Art.3. De sectoriële voorwaarden voor het lozen van afvalwater afkomstig van suikerfabrieken in de gewone oppervlaktewateren worden als volgt vastgesteld:
§ 1. Gedurende de eerste periode:
1° aan de algemene voorwaarden, vastgesteld in het algemeen reglement, worden de volgende aanvullende voorwaarden toegevoegd:
a) het chemisch zuurstofverbruik (COD) van het geloosde water mag 200 milligram per liter niet overschrijden;
b) het gehalte aan ammoniakale stikstof in het geloosde water mag 90 milligram per liter niet overschrijden;
2° in afwijking van de voorwaarden vastgesteld in artikel 7, 3°, a), en b), en 5°, b), van het algemeen reglement:
a) mag het biochemisch zuurstofverbruik gedurende 5 dagen en bij 20° C (BOD) van het geloosde water 85 milligram per liter niet overschrijden;
b) mag het gehalte aan zwevende stoffen in het geloosde water 75 milligram per liter niet overschrijden;
3° de sectoriële lozingsvoorwaarden zijn vastgesteld op basis van een specifiek referentievolume van het effluent van 400 l per ton behandelde suikerbieten.
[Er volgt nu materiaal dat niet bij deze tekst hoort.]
Issue #154, opened 2019-07-15
Migrate to Hooks


jbetancur:

jbetancur:
#162 Just testing and doing some performance checks to make sure all is OK

PR #164, opened 2019-07-27
migrate components to react hooks

jbetancur:


jbetancur:
This is a rather bit commit, but there were extensive architectural changes that were required. The key benefit is that Table performance is somewhere around 50% faster than before optimizations

jbetancur:
* Closes #154 
* Move to React Hooks
* Improves tale performance by around 50% by reducing cases where the table was re-rendering more than necessary

PR #167, opened 2019-07-29
Reset pagination on new column sort

JeremyEllingham:
Updated so that column sorts reset Pagination to first page.  I am happy to make this an optional prop, but I don't see a need, this is the default behaviour a user will always expect anyway (it doesn't really make sense to bounce between page 2 and 9, or 3 and 7 when doing alternating 'asc'/'desc' sorts, rather if the user sorts by a given column then they clearly intend to be back at page 1 of the data set with that new sort applied).

Bonus: Updated documentation to make contribution setup a little clearer particularly the required Node version.

### DIFF
--- a/README.md
+++ b/README.md
@@ -676,7 +676,15 @@ If you would like to customize the layout components of React Data Table using s
 # Development
 
 ## Setup
-Install the latest [Node JS LTS](https://nodejs.org/) and [Yarn](https://yarnpkg.com) and simply run `yarn` or `yarn install` command in the root and stories directory.
+
+Make sure your local Node version is set to `10.15.0` using [nvm](https://github.com/nvm-sh/nvm) or [n](https://github.com/tj/n).  This specific version is required, as Node v12+ and potentially other versions have some broken dependencies with Storybook.
+
+```bash
+$ node --version
+# v10.15.0
+$ yarn install
+$ yarn storybook # Local hotreloading example component available at http://localhost:6006
+```
 
 > It is advised to run the script whenever NPM packages are installed.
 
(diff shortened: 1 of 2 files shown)


jbetancur:
So we can change the current Page when sorting to 1 by just changing the state in the reducer

```
    case 'SORT_CHANGE': {
      const { sortColumn, sortDirection } = action;

      return {
        ...state,
        sortColumn,
        sortDirection,
        currentPage: 1,
      };
    }
```

Then in DataTable we need to just wrap it in a useEffect. The only problem is that it will trigger onChangePage on each page load. I'll write something like useComponentDidUpdate hook to fix this, but this is what the effect would look like

```
  useEffect(() => {
    onChangePage(currentPage, totalRows);
  }, [currentPage, onChangePage, totalRows]);
```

§ 2. Gedurende de tweede periode:
1° aan de algemene voorwaarden, vastgesteld in het algemeen reglement, worden de volgende aanvullende voorwaarden toegevoegd:
a) het chemisch zuurstofverbruik (COD) van het geloosde water mag 450 milligram per liter niet overschrijden;
b) het gehalte aan ammoniakale stikstof in het geloosde water mag 20 milligram per liter niet overschrijden;
2° in afwijking van de voorwaarden vastgesteld in artikel 7, 3°, a) en b), en 5°, b), van het algemeen reglement:
a) mag het biochemisch zuurstofverbruik gedurende 5 dagen en bij 20° C (BOD) van het geloosde water 180 milligram per liter niet overschrijden;
b) mag het gehalte aan zwevende stoffen in het geloosde water 75 milligram per liter niet overschrijden;
3° de sectoriële lozingsvoorwaarden zijn vastgesteld op basis van een specifiek referentievolume van het effluent van 220 l per ton behandelde suikerbieten.
§ 3. Gedurende de derde periode gelden alleen de voorwaarden van het algemeen reglement.
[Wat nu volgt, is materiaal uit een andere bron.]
PR #172, opened 2019-07-30
Reset pagination on table sort.

JeremyEllingham:
You're right that this is a better solution.  I didn't go straight for changing the reducer because I was running out of time at the end of the day and I was also half expecting that you would want the feature to be a prop-based conditional which would wrap the dispatch action.  Glad it isn't though.

Definitely get something into the Readme about specifically needing Node v10.15.0 though, that would have helped me a lot.


JeremyEllingham:
I had to overwrite my master branch to separate out the Search Box PR and that seems to have thrown code coverage for a loop, this PR doesn't have that scary red impact.

Issue #143, opened 2021-05-31
Import from newer greenlight versions fails


SamuelWei:
**Describe the bug**
Newer greenlight versions use 4 block  (eg. 123-abc-def-456), instead of 3 block urls (eg. 123-abc-def)
Our database room_id is only 11 chars long.

**To Reproduce**
1. Run import from greenlight cli command with new greenlight versions
2. See error

**Expected behavior**
Database support to longer room ids and import does not fail.

PR #144, opened 2021-05-31
Extend room id to support new greenlight room ids

dennis95stumm:
# Fixes \#143

- **Bugfix**
- Feature
- Documentation
- Other (please describe):

## Checklist
- [x] Passes CI checks
- [x] Is a part of an issue
- [x] Changelog is updated

## Changes

- Extended room id to support ids of new greenlight versions (e.g. xxx-xxx-xxx-xxx)

### DIFF
--- a/database/migrations/2021_05_31_164031_extend_room_id.php
+++ b/database/migrations/2021_05_31_164031_extend_room_id.php
@@ -34,6 +34,7 @@ class ExtendRoomId extends Migration
      */
     public function down()
     {
+        Schema::disableForeignKeyConstraints();
         Schema::table('rooms', function (Blueprint $table) {
             $table->string('id',11)->change();
         });
@@ -46,5 +47,6 @@ class ExtendRoomId extends Migration
         Schema::table('room_user', function (Blueprint $table) {
             $table->string('room_id',11)->change();
         });
+        Schema::enableForeignKeyConstraints();
     }
 }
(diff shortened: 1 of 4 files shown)


database/migrations/2021_05_31_164031_extend_room_id.php
```diff
@@ -0,0 +1,50 @@
...
+    }
+
+    /**
+     * Reverse the migrations.
+     *
+     * @return void
+     */
+    public function down()
+    {
+        Schema::table('rooms', function (Blueprint $table) {
```
SamuelWei, line 37: The rollback is throwing the error 

`Cannot change column 'id': used in a foreign key constraint 'meetings_room_id_foreign' of table 'pilos.meetings'`

dennis95stumm: The question is, whether a rollback is possible or not? I can fix this bug but in case if there are rooms with longer ids in the database (e.g. imported from greenlight) they will be cutted and then it wouldn't work!

dennis95stumm: @SamuelWei see commit 64c845c. But as I said, this migration can't be rolled back if there are longer ids!

SamuelWei: @dennis95stumm I'm fine with this solution, just wanted to make sure the immediate rollback after a migration is possible

SamuelWei (approved):

Issue #72, opened 2020-11-02
Personalised room links


SamuelWei:
**Is your feature request related to a problem? Please describe.**
It should be possible to create a personalised room link for a meeting. This is for those cases where the general allow guest rule it to broad, but it would also make no sence to create a new user account for this person.

**Describe the solution you'd like**
Add a new section to the room overview, next to members and files. or implement feature into the members section.

Clicking on a create button opens a modal, asking for the persons name and role (participant or moderator). Once completed, a link should be shown. All personalised room links should be shown in a table, so the name and role can be edited and removed. The actual link could be hidden behind a button to make the table more clean.

If someone is using this link, they should not be required to enter a room acccess code. They can't modify their name, as it is set by the data in the database.

**UI ideas**
![persroomlinks](https://user-images.githubusercontent.com/4281791/120449664-ef739080-c38f-11eb-8e24-d6358a516a37.PNG)
![image](https://user-images.githubusercontent.com/4281791/120450494-c7d0f800-c390-11eb-870c-b8bf17fe2086.png)

dennis95stumm:
@SamuelWei Should the room access code really be not necessary? For logged in users the access code is also necssray!

PR #145, opened 2021-06-04
Personalized room links

dennis95stumm:
# Fixes \#72

- Bugfix
- **Feature**
- Documentation
- Other (please describe):

## Checklist
- [x] Passes CI checks
- [x] Is a part of an issue
- [x] Changelog is updated

## Changes

- Added personalized room links


resources/js/components/Room/TokensComponent.vue
```diff
@@ -0,0 +1,397 @@
...
+      bvModalEvt.preventDefault();
+
+      this.actionRunning = true;
+
+      const config = {
+        method: this.model.token == null ? 'post' : 'put',
+        data: _.cloneDeep(this.model)
+      };
+
+      Base.call(`rooms/${this.room.id}/tokens/${this.model.token == null ? '' : this.model.token}`, config).then(response => {
```
SamuelWei, line 292: if this.model.token == null the url is `rooms/ROOM-ID/tokens/ `and not `rooms/ROOM-ID/tokens` The additional tailing slash results in a redirect and fails as a result

That might work
` Base.call(`rooms/${this.room.id}/tokens${this.model.token == null ? '' : '/'+this.model.token}`, config)`

dennis95stumm: I cannot reproduce that!

SamuelWei: ok, I'll have another look once the PR is done. It may just have been an issue with my local setup.

Issue #1289, opened 2024-08-12
Delete Room Member Dialog not closed on 410 error


Sabr1n4W:
**Describe the bug**
When a 410 error (user is not a member of the room (anymore)) occurs while deleting a room member the dialog to delete the room member stays visible. The name within the dialog is changed to the name of the next user in the member list and the dialog can be used to delete this room member.

**To Reproduce**
1. Open a room that has more than 1 member
2. Open the delete dialog for the first room member and delete the room member in another tab
3. Now try to delete the room member through the open delete dialog (should lead to 410 error because the user is not am member of the room anymore)
4. The room member is deleted from the members list but the delete dialog stays visible and contains the name of the next user inside the room member list

**Expected behavior**
The delete room member dialog should be closed when a 410 error occurs.

**Additional context**
If the dialog remains open and only the user's name is changed, this could lead to other members being deleted without the user deleting the member noticing.

PR #1290, opened 2024-08-12
Fix delete room member dialog not closed on 410 error

Sabr1n4W:
# Fixes \#1289

- **Bugfix**
- Feature
- Documentation
- Other (please describe):

## Checklist
- [ ] Code updated to current develop branch head
- [ ] Passes CI checks
- [x] Is a part of an issue
- [ ] Changelog is updated

## Changes

- fix delete room member dialog not closed on 410 error

### DIFF
--- a/resources/js/components/RoomTabMembersDeleteButton.vue
+++ b/resources/js/components/RoomTabMembersDeleteButton.vue
@@ -85,6 +85,7 @@ function deleteMember () {
     if (error.response) {
       // user not found
       if (error.response.status === env.HTTP_GONE) {
+        showModal.value = false;
         emit('deleted');
         return;
       }


SamuelWei (changes requested):
I would only remove the return, therefore the error message is shown and the modal is closed

Sabr1n4W:
> I would only remove the return, therefore the error message is shown and the modal is closed

In the RoomTabMembersEdit button the reaction to a 410 error seems to be the same to the code I suggested for the RoomTabMembersDeleteButton.  

Should I still change the code inside the RoomTabMembersDeleteButton so that only the return is removed?

Sabr1n4W:
> I would only remove the return, therefore the error message is shown and the modal is closed

In the RoomTabMembersEditButton the reaction to a 410 error seems to be the same to the code I suggested for the RoomTabMembersDeleteButton.  

Maybe the code should also be changed there so that the error handling is similar.

SamuelWei:
> > I would only remove the return, therefore the error message is shown and the modal is closed
> 
> In the RoomTabMembersEditButton the reaction to a 410 error seems to be the same to the code I suggested for the RoomTabMembersDeleteButton.
> 
> Maybe the code should also be changed there so that the error handling is similar.

Agree, could you please include this change in this PR

SamuelWei (approved):

PR #1548, opened 2024-11-12
RoomTypeChangeButton fix error and loading state

Sabr1n4W:
# Fixes \#

-   **Bugfix**
-   Feature
-   Documentation
-   Refactoring (e.g. Style updates, Test implementation, etc.)
-   Other (please describe):

## Checklist

-   [x] Code updated to current develop branch head
-   [x] Passes CI checks
-   [ ] Is a part of an issue
-   [ ] Tests added for the bugfix or newly implemented feature, describe below why if not
-   [x] Changelog is updated
-   [ ] Documentation of code and features exists

## Changes

- Fix error and loading state of the RoomTypeChangeButton dialog


resources/js/components/RoomTypeChangeButton.vue
```diff
@@ -101,6 +118,11 @@ function handleOk() {
   }
 }
 
+function resetRoomTypeSelectEmits() {
+  roomTypeSelectBusy.value = false;
+  roomTypeSelectLoadingError.value = false;
+}
+
```
samuelwei: What are the pros/cons for adding this to the `editRoomType` function

Sabr1n4W: The main difference is that the current solution resets the values when closing the dialog and that a solution with adding this to the `editRoomType` function would reset the values when opening the dialog. 

Pros for adding this to the `editRoomType` function:
* No new function just for resetting when we already have a function where the dialog data is reset
* Resetting is handled in a way that is similar to how we normally handle resetting the dialogs and `@hide` inside the dialog would not be needed anymore _(only other place where `@hide` is used is inside the RoomCreateComponent)_

Cons:
- Reset is currently handled similar to the RoomCreateComponent which also contains the RoomTypeSelect and therefore `roomTypeSelectBusy` and `roomTypeSelectLoadingError`
- Current function name is a little clearer (clearer that values are reset)


I think adding this to the `editRoomType` function would be the better solution but I think that we then should perhaps also think about modifying the RoomCreateComponent to something similar

samuelwei: Agree, the handling should be consistent

samuelwei (approved):

PR #1801, opened 2025-01-22
Fix missing form validation feedback on password fields

samuelwei:
## Type

- **Bugfix**
- Feature
- Documentation
- Other (please describe):

## Checklist

- [x] Passes CI checks
- [ ] Is a part of an issue
- [x] Changelog is updated

## Changes

- Missing form validation feedback for password fields on login page

## Summary by CodeRabbit

- **Bug Fixes**
  - Improved form validation feedback for password fields on login page.

- **Tests**
  - Enhanced e2e tests for login error handling.
  - Added checks for `aria-invalid` attributes on input fields during error scenarios.

- **Documentation**
  - Updated CHANGELOG.md to document form validation improvements.


samuelwei:
@coderabbitai full review

tests/Frontend/e2e/Login.cy.js
Sabr1n4W, line 1: Consider using the id of the input fields to check for the invalid state and using `.should("have.attr", ...)`

e.g. instead of

```js
cy.get('[data-test="email-field"] input')
      .invoke("attr", "aria-invalid")
      .should("eq", "true");
``` 
think about using something like
```js
cy.get("#local-email").should("have.attr", "aria-invalid", "true");
``` 

This would also better fit the way you currently use to check if the attribute is not set and the way we normally check attribute values in other tests.

Sabr1n4W, line 1: Consider using the id of the input fields to check for the invalid state and using `.should("have.attr", ...)`

e.g. instead of

```js
cy.get('[data-test="email-field"] input')
      .invoke("attr", "aria-invalid")
      .should("eq", "true");
``` 
think about using something like
```js
cy.get("#local-email").should("have.attr", "aria-invalid", "true");
``` 

This would also better fit the way you currently use to check if the attribute is not set and the way we normally check attribute values in other tests.

Sabr1n4W, line 1: Checks that the invalid state of the password input are reset is still missing.

Could be added after checking that the errror messages are hidden again (After the 429 error)

Sabr1n4W (changes requested):

tests/Frontend/e2e/Login.cy.js
```diff
@@ -410,6 +419,9 @@ describe("Login", function () {
       'app.flash.server_error.error_code_{"statusCode":500}',
     ]);
 
+    // Check password field invalid state is removed
+    cy.get("#local-password").should("not.have.attr", "aria-invalid");
+
```
Sabr1n4W: Maybe move this before the 500 error after checking that the 422 error messages are reset after the 429 error (lines 398 to 400)

Sabr1n4W (changes requested):

Sabr1n4W (approved):

PR #2015, opened 2025-04-03
Fix action column

samuelwei:
## Type

- **Bugfix**
- Feature
- Documentation
- Other (please describe):

## Checklist

- [x] Passes CI checks
- [ ] Is a part of an issue
- [x] Changelog is updated

## Changes

- Fix width for action column with only one item
- Fix wrong calculation how many actions are visible
- Fix action column not always shown in user list

## Other information
- If only one item should be shown the column width has been set to 5rem, however that is too small for some locales to display the column heading text -> increases to 8rem.
- The previous code to determine the number of visible action buttons has a bug where the return inside the foreach loop to check if a required permission is not met doesn't exit the parent filter action with false as indentend, but only the foreach loop. The code has been changed so that the return correctly exits the filter function.
- The action column should always be shown in the users list, as the view and edit action are always shown for the current user. As we determining if the current user is on the current page is a lot more complex, this column is always visible

## Summary by CodeRabbit

- **Bug Fixes**
  - Resolved issues with the admin UI action column sizing in different locales.
  - Fixed the display so that the action column is hidden when there are no permitted actions.
  - Addressed visibility issues with the action column in the user list.

- **Styles**
  - Increased the width of the action column on larger screens for enhanced readability.

- **Tests**
  - Updated assertions in tests to reflect changes in the UI structure and permissions model for admin roles, room types, server pools, and servers.

### DIFF
--- a/CHANGELOG.md
+++ b/CHANGELOG.md
@@ -23,6 +23,7 @@ and this project adheres to [Semantic Versioning](https://semver.org/spec/v2.0.0
 - Allow removing English from the list of enabled locales ([#1919], [#1920])
 - Action column in admin UI too small with only one action in some locales ([#2015])
 - Action column in admin UI is shown even if no action is available due to permissions ([#2015])
+- Action column in admin UI user list no always shown ([#2015])
 
 ## [v4.3.1] - 2025-02-17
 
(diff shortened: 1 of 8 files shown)


samuelwei:
Frontend tests all pass locally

Art.3. Les conditions sectorielles de déversement des eaux usées provenant des sucreries dans les eaux de surface ordinaires, sont fixées comme suit:
§ 1er. Pendant la première période:
1° aux conditions générales prévues dans le règlement général s'ajoutent les conditions complémentaires suivantes:
a) la demande chimique d'oxygène (COD) des eaux déversées ne peut dépasser 200 milligrammes par litre;
b) la teneur en azote ammoniacal des eaux déversées ne peut dépasser 90 milligrammes par litre;
2° par dérogation aux conditions fixées à l'article 7, 3°, a), et b), et 5°, b), du règlement général:
a) la demande biochimique d'oxygène en 5 jours et à 20° C (BOD) des eaux déversées ne peut dépasser 85 milligrammes par litre;
b) la teneur en matières en suspension des eaux déversées ne peut dépasser 75 milligrammes par litre;
3° les conditions sectorielles sont fixées en fonction d'un volume de référence de l'effluent de 400 l par tonne de betteraves traitées.
§ 2. Pendant la deuxième période:
1° aux conditions générales prévues dans le règlement général s'ajoutent les conditions complémentaires suivantes:
a) la demande chimique d'oxygène (COD) des eaux déversées ne peut dépasser 450 milligrammes par litre;
b) la teneur en azote ammoniacal des eaux déversées ne peut dépasser 20 milligrammes par litre;
2° par dérogation aux conditions fixées à l'article 7, 3°, a), et b), et 5°, b), du règlement général:
a) la demande biochimique d'oxygène en 5 jours et à 20° C (BOD) des eaux déversées ne peut dépasser 180 milligrammes par litre;
b) la teneur en matières en suspension des eaux déversées ne peut dépasser 75 milligrammes par litre;
3° les conditions sectorielles de déversement sont fixées en fonction d'un volume spécifique de référence de l'effluent de 220 l par tonne de betteraves traitées.
§ 3. Pendant la troisième période seules sont d'application les conditions du règlement général.